## TASK
Filter these entries so that only lines with the word "reasoners" remain.

## DATA SUPPLIED

PR #1321, opened 2025-04-23
Centralize handling of disjunction order in `mk_or`

bclement-ocp:
Clauses have an additional `is_impl` boolean flag tracking whether they originated from an implication. This flag is used in two places:

 - To determine the order in which the Tableaux solver decides on literals;

 - In the `resolution_of_disj` function used for backward/forward triggers (also only used by the Tableaux solver).

The logic for determining the order between disjunction operands used to be partially in the `mk_or` smart constructor and partially in the Tableaux solver itself. This patch moves all of that logic into the `mk_or` smart constructor.

Note that the CDCL solver currently ignores this order and always sorts disjunction arguments (and ignores `is_impl`) using `Expr.compare` after flattening, but this makes it easier to bring both solvers in line in the future.

### DIFF
--- a/src/lib/reasoners/fun_sat.ml
+++ b/src/lib/reasoners/fun_sat.ml
@@ -79,11 +79,11 @@ module Make (Th : Theory.S) = struct
         if Options.get_no_decisions_on_is_empty () then delta, []
         else
           List.partition
-            (fun (a, _,_,_) -> Options.get_can_decide_on a.E.origin_name) delta
+            (fun (a, _,_) -> Options.get_can_decide_on a.E.origin_name) delta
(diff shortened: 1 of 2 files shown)


bclement-ocp:
> Note that the CDCL solver currently ignores this order and always sorts disjunction arguments (and ignores is_impl) using Expr.compare after flattening, but this makes it easier to bring both solvers in line in the future.

This seems maybe false according to benchmarks. Marking as draft until I investigate.

bclement-ocp:
OK; I now think this simplification attempt is misguided in its current incarnation. Closing for now.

## SOLUTION TO THIS EXERCISE
--- a/src/lib/reasoners/fun_sat.ml
+++ b/src/lib/reasoners/fun_sat.ml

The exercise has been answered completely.